Secondo quanto riportato da Repubblica, il progetto si basa su un’intesa tra il Comune di Lacco Ameno e vari soggetti locali, con l’ovvia promessa di organizzazione e accoglienza all’altezza del nuovo cliente di lusso. Questo è il fatto: una scelta concertata, con nomi e promesse. La parte opinabile è la convinzione che il turismo d’élite sia automaticamente la soluzione ai problemi economici dell’isola. Sì, porta soldi; no, non è detto che quei soldi circolino nel modo che i cittadini si aspettano: spesso rimbalzano tra operatori internazionali, immobiliare di pregio e servizi su misura che non creano lavoro stabile ma micro-lavoro stagionale e sottopagato.

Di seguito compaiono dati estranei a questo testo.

PR #47, opened 2021-05-17
[MUIC-307] Show Delivered status only for last message

VladKupriienko:


VladKupriienko:
I should probably add that there is also a small refactor included for the affected files. Furthermore, by taking `animated` into consideration for `reloadSection` I removed the jittering that occurred often while loading the messages.

GliaWidgets/ViewModel/Chat/ChatViewModel.swift
```diff
@@ -362,12 +362,24 @@ extension ChatViewModel {
...
-        let message = ChatMessage(with: message)
-        let item = ChatItem(kind: .visitorMessage(message, status: status))
-        downloader.addDownloads(for: message.attachment?.files, with: uploads)
+        let deliveredStatus = Strings.Message.Status.delivered
+
+        // Remove previous "Delivered" statuses
+        section.items
+            .enumerated()
+            .forEach { index, element in
+                if case .visitorMessage(let message, let status) = element.kind,
```
henrikix, line 371: `if case let .visitorMessage(message, status) = element.kind` perhaps?

GliaWidgets/View/Chat/ChatView.swift
```diff
@@ -101,8 +101,14 @@ class ChatView: EngagementView {
         updateTableView(animated: animated)
     }
 
-    func refreshSection(_ section: Int) {
-        tableView.reloadSections([section], with: .fade)
+    func refreshSection(_ section: Int, animated: Bool) {
```
henrikix, line 104: I didn't notice any usage of `animated: true` - did I miss something?

GliaWidgets/ViewModel/Chat/ChatViewModel.swift
```diff
@@ -362,12 +362,24 @@ extension ChatViewModel {
...
+                    section.replaceItem(at: index, with: chatItem)
+                }
+            }
+
+        let deliveredMessage = ChatMessage(with: message)
+        let item = ChatItem(kind: .visitorMessage(deliveredMessage, status: deliveredStatus))
+        downloader.addDownloads(for: deliveredMessage.attachment?.files, with: uploads)
         section.replaceItem(at: index, with: item)
-        action?(.refreshRow(index, in: section.index, animated: false))
+        action?(.refreshSection(section.index, animated: false))
```
henrikix, line 382: Have you considered just reloading the rows that need to be updated?

VladKupriienko: That was the initial solution, yes. However, the animation behaved very weirdly for some reason, that's why I went with the entire section.

GliaWidgets/View/Chat/ChatView.swift
VladKupriienko: Well, the initial implementation of this method behaved as if `animated` was set to `true`. That's why I left in the possibility to do so. But you're correct, currently, it is unused. Do you think I should just remove it altogether?

GliaWidgets/ViewModel/Chat/ChatViewModel.swift
VladKupriienko: AFAIK there's no difference between the two. Your suggestion is a bit shorter, but I've just been following the code style of the project.

henrikix: I was just suggesting since the shorter length, yep. If thats the general code style then all good.

GliaWidgets/ViewModel/Chat/ChatViewModel.swift
henrikix: The previous solution used `func refreshRow(_ row: Int, in section: Int, animated: Bool)` which in turn uses
`tableView.beginUpdates()  tableView.endUpdates()` but does not call `reloadRows` which seems odd

GliaWidgets/View/Chat/ChatView.swift
henrikix: I think you can currently remove it, yes.

GliaWidgets/ViewModel/Chat/ChatViewModel.swift
VladKupriienko: I've changed it to only refresh the affected rows, actually calling the `reloadRows(at:with:)` between starting and ending the updates.

GliaWidgets/View/Chat/ChatView.swift
VladKupriienko: `animated` was removed. The function now always behaves as if it was set to `false`.
Couldn't think of a good use case for animated section reload, so I agree with you that it is not needed.

henrikix (approved):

Il prezzo nascosto del lusso

Parliamo di scelte: migliorare strade, porti e servizi per accogliere una clientela esclusiva o investire in scuole, servizi sanitari, manutenzione del territorio e opportunità per chi vive tutto l’anno a Ischia? Non è una domanda retorica. Il lusso tende a concentrare valore su pochi attori — proprietari di strutture, tour operator, brand internazionali — mentre la maggior parte degli isolani continua a confrontarsi con affitti alti, stagionalità e opportunità di lavoro precarie. Sul fronte ambientale, poi, l’arrivo di yacht e crociere di élite non è neutro: più traffico navale, più pressione su coste e fondali, più consumo d’acqua e di risorse in luoghi dove l’equilibrio è già fragile. È legittimo voler riposizionare l’offerta turistica, ma non è accettabile farlo mirando solo alla fotografia, dimenticando i costi sociali e naturali.

Si può governare un cambiamento del genere con onestà intellettuale: regole chiare, vincoli ambientali, redistribuzione dei benefici e controllo sui ricavi derivanti dalle nuove attività. Si può, ma non è automatico. Chi governa — chi firma protocolli e cambia pratiche urbanistiche — deve spiegare con numeri e piani concreti come intende evitare che l’isola diventi un parco giochi per pochi. Per ora c’è una promessa e una nave all’orizzonte; manca il resto: garanzie, trasparenza, e soprattutto la misura in cui questo progetto migliorerà la vita di chi paga le tasse e mantiene l’isola viva tutto l’anno. Siamo pronti a scambiare l’autenticità di Ischia con un biglietto di sola andata per il lusso? La risposta dovrebbe arrivare prima che le gru e i servizi a cinque stelle cancellino ciò che rende l’isola degna di essere visitata.